Model Selection for Nonnegative Matrix Factorization by Support Union Recovery
This addresses a gap in NMF literature for practitioners needing theoretical guarantees in model selection, though it is incremental as it builds on existing NMF frameworks.
The paper tackles the problem of automatic model selection for nonnegative matrix factorization (NMF) by proposing an algorithm that estimates latent dimensionality through support union recovery from empirical moments, provably detecting the true dimensionality under a generative model and showing approximate correctness on synthetic data.
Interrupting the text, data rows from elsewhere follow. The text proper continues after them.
PR #7677, opened 2026-08-28
[KYUUBI #7676][DOCS] Recommend multi-tenant session config safeguards

### LINKED ISSUE #7676: :memo: Recommend to configure `kyuubi.session.conf.restrict.list` or/and `kyuubi.session.conf.ignore.list` for multi-tenant Kyuubi cluster
### Code of Conduct

### Search before asking

### What type of changes will we make to the documentation?

Bugfixes

### Affects Version(s)

master

### Improving the documentation

`kyuubi.session.conf.restrict.list` or `kyuubi.session.conf.ignore.list` has no default value, therefore any user can overwrite the session conf.

We can provide a reasonable default values or/and improve documents to ask admin to configure them for multi-tenant Kyuubi use-case.

My opinion is to document it instead of updating the default. No default value is useful for development use case and there's no incompatible change for Kyuubi users.

nightcityblade:

The session configuration ignore and restrict lists are empty by default. In a
multi-tenant deployment, leaving both lists empty lets clients override
sensitive session-level configuration during engine bootstrap and connection
setup. This adds an explicit administrator recommendation to the existing
security documentation.

Closes #7676.

- `env PATH=/usr/bin:/bin:/usr/sbin:/sbin dev/reformat`
- `sphinx-build -W --keep-going -D suppress_warnings=myst.xref_missing,misc.highlighting_failure -b html docs /tmp/kyuubi-docs-build-7676-focused`
- Confirmed the generated `security/authorization/spark/overview.html` contains
  the recommendation.

The Sphinx suppression covers existing warnings in unrelated documentation;
the changed page builds without warnings.

Assisted-by: OpenAI Codex:GPT-5

### DIFF
--- a/docs/security/index.md
+++ b/docs/security/index.md
@@ -20,6 +20,29 @@
 Securing Kyuubi involves enabling authentication(authn), authorization(authz)
 and encryption, etc.
 
+## Protect Session Configurations
+
+For a multi-tenant deployment, configure at least one of
+`kyuubi.session.conf.ignore.list` or `kyuubi.session.conf.restrict.list`. Both
+lists are empty by default, so clients can otherwise override sensitive
+session-level configurations during engine bootstrap and connection setup.
+
+One conservative starting point is to keep server-defined resource sizing while
+rejecting client changes to deployment and authorization settings:
+
+```properties
+kyuubi.session.conf.ignore.list=spark.driver.memory,spark.executor.memory
+kyuubi.session.conf.restrict.list=spark.master,spark.submit.deployMode,spark.sql.extensions,spark.sql.optimizer.excludedRules
+```
+
+Tailor these lists to the deployment. The ignore list silently drops matching
+client values, while the restrict list rejects the connection. They do not
+prevent later changes through `SET` statements; configure the engine's
+operation-level restrictions separately when that protection is required.
+
+See the [session configuration settings](../configuration/settings.md#session)
+for details.
+
 ```{toctree}
 :maxdepth: 2
 
@@ -29,4 +52,3 @@ kinit
 hadoop_credentials_manager
 internal_secure_access
 ```
-
--- a/docs/security/index.md
+++ b/docs/security/index.md
@@ -20,34 +20,12 @@
 Securing Kyuubi involves enabling authentication(authn), authorization(authz)
 and encryption, etc.
 
-## Protect Session Configurations
-
-For a multi-tenant deployment, configure at least one of
-`kyuubi.session.conf.ignore.list` or `kyuubi.session.conf.restrict.list`. Both
-lists are empty by default, so clients can otherwise override sensitive
-session-level configurations during engine bootstrap and connection setup.
-
-One conservative starting point is to keep server-defined resource sizing while
-rejecting client changes to deployment and authorization settings:
-
-```properties
-kyuubi.session.conf.ignore.list=spark.driver.memory,spark.executor.memory
-kyuubi.session.conf.restrict.list=spark.master,spark.submit.deployMode,spark.sql.extensions,spark.sql.optimizer.excludedRules
-```
-
-Tailor these lists to the deployment. The ignore list silently drops matching
-client values, while the restrict list rejects the connection. They do not
-prevent later changes through `SET` statements; configure the engine's
-operation-level restrictions separately when that protection is required.
-
-See the [session configuration settings](../configuration/settings.md#session)
-for details.
-
 ```{toctree}
 :maxdepth: 2
 
 Authentication <authentication>
 Authorization <authorization/index>
+Session Configuration <session_configuration>
 kinit
 hadoop_credentials_manager
 internal_secure_access
--- a/docs/security/index.md
+++ b/docs/security/index.md
@@ -30,3 +30,4 @@ kinit
 hadoop_credentials_manager
 internal_secure_access
 ```
+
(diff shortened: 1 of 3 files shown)


aajisaka:
Greeting is somehow broken. Sending a message by hand

>Hello @nightcityblade,
> Thanks for finding the time to submit the Pull request, the Kyuubi community thanks you !
> We really appreciate the community's efforts to improve Apache Kyuubi.
> If you are new to Apache Kyuubi for code changes, please take some time to read our [contributing guide](https://kyuubi.apache.org/contributing.html).

aajisaka:
@nightcityblade Thank you for the PR!
I feel it would be better to document sample parameter list to configure, so that Kyuubi admin can start from there. Do you have any idea?

nightcityblade:
Thanks — I added a concrete starting policy in 44994a2. It silently keeps server-defined driver/executor memory while explicitly rejecting client changes to `spark.master`, `spark.submit.deployMode`, `spark.sql.extensions`, and `spark.sql.optimizer.excludedRules`.

The text also explains when to use the ignore versus restrict list, tells administrators to tailor the baseline, and clarifies that operation-level `SET` protection is configured separately below. The full Sphinx HTML build succeeds (with the same six unrelated existing warnings), and `git diff --check` passes.

wForget (changes requested):
@nightcityblade  Thanks for your contribution. However, the documentation you modified is for the `Kyuubi AuthZ Plugin For Spark SQL`, which is unrelated to the configuration mentioned in this PR.

nightcityblade:
Thanks for catching the scope mismatch. I moved the multi-tenant session-configuration guidance out of the Spark authorization plugin page and into the general Kyuubi security overview. The full Sphinx HTML build succeeds with the same six unrelated existing warnings, and `git diff --check` passes.

docs/security/index.md
```diff
@@ -20,6 +20,29 @@
...
+`kyuubi.session.conf.ignore.list` or `kyuubi.session.conf.restrict.list`. Both
+lists are empty by default, so clients can otherwise override sensitive
+session-level configurations during engine bootstrap and connection setup.
+
+One conservative starting point is to keep server-defined resource sizing while
+rejecting client changes to deployment and authorization settings:
+
+```properties
+kyuubi.session.conf.ignore.list=spark.driver.memory,spark.executor.memory
+kyuubi.session.conf.restrict.list=spark.master,spark.submit.deployMode,spark.sql.extensions,spark.sql.optimizer.excludedRules
```
aajisaka: These parameters are not a good example for security. For example, I would like to add `kyuubi.session.engine.spark.main.resource` to restrict overriding the main class and add `kyuubi.engine.share.level` to restrict overriding the share level, also `spark.submit.deployMode` to ensure client use the expected deploy mode.

Also please mention this example is not a comprehensive list.

docs/security/index.md
```diff
@@ -20,6 +20,29 @@
...
+```
+
+Tailor these lists to the deployment. The ignore list silently drops matching
+client values, while the restrict list rejects the connection. They do not
+prevent later changes through `SET` statements; configure the engine's
+operation-level restrictions separately when that protection is required.
```
aajisaka: > They do not prevent later changes through `SET` statements; configure the engine's operation-level restrictions separately when that protection is required.

This is not always true. If the config is static or used in other module (e.g. yarn/core), it's never updated.

Reference: https://kyuubi.readthedocs.io/en/master/monitor/troubleshooting.html#failed-to-start-spark-3-1-or-above-version-with-error-msg-cannot-modify-the-value-of-a-spark-config

aajisaka (changes requested):

aajisaka:
Also, would you create a new doc under docs/security for this guidance? Adding to index.md is not a good idea. I would like to keep the index.md only for index

nightcityblade:
Addressed the latest feedback in 95c480e:

- moved the guidance into a dedicated `docs/security/session_configuration.md` page and linked it from the security index
- added `kyuubi.session.engine.spark.main.resource` and `kyuubi.engine.share.level` to the restrictive example
- clarified that the example is not comprehensive
- corrected the `SET` discussion to distinguish static/startup-consumed settings from settings that need operation-level restrictions

Validation: the full Sphinx HTML build succeeds with the same six unrelated existing warnings, and `git diff --check` passes.

nightcityblade:
Addressed: the guidance now lives in a dedicated docs/security/session_configuration.md page, includes the requested main-resource, engine-share-level, and deploy-mode safeguards, marks the list as non-comprehensive, and clarifies that only some settings remain mutable via SET.

aajisaka (approved):
LGTM

wForget (approved):
Thanks @nightcityblade

docs/security/index.md
```diff
@@ -25,8 +25,8 @@ and encryption, etc.
 
 Authentication <authentication>
 Authorization <authorization/index>
+Session Configuration <session_configuration>
 kinit
 hadoop_credentials_manager
 internal_secure_access
 ```
-
```
wForget, line 32: Related failure

```
Caused by: org.apache.maven.plugin.MojoExecutionException: The following files had format violations:
    docs/security/index.md
        @@ -30,3 +30,4 @@
         hadoop_credentials_manager
         internal_secure_access
         ```
        +
Run 'mvn spotless:apply' to fix these violations.
```

nightcityblade:
Fixed the Spotless Markdown failure in a861a77 by adding the required trailing blank line to docs/security/index.md. Local build/mvn spotless:check now passes across all 41 reactor modules.

aajisaka (approved):

aajisaka:
Merged to master and branch-1.12. Thank you @nightcityblade @wForget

Nonnegative matrix factorization (NMF) has been widely used in machine learning and signal processing because of its non-subtractive, part-based property which enhances interpretability. It is often assumed that the latent dimensionality (or the number of components) is given. Despite the large amount of algorithms designed for NMF, there is little literature about automatic model selection for NMF with theoretical guarantees. In this paper, we propose an algorithm that first calculates an empirical second-order moment from the empirical fourth-order cumulant tensor, and then estimates the latent dimensionality by recovering the support union (the index set of non-zero rows) of a matrix related to the empirical second-order moment. By assuming a generative model of the data with additional mild conditions, our algorithm provably detects the true latent dimensionality. We show on synthetic examples that our proposed algorithm is able to find an approximately correct number of components.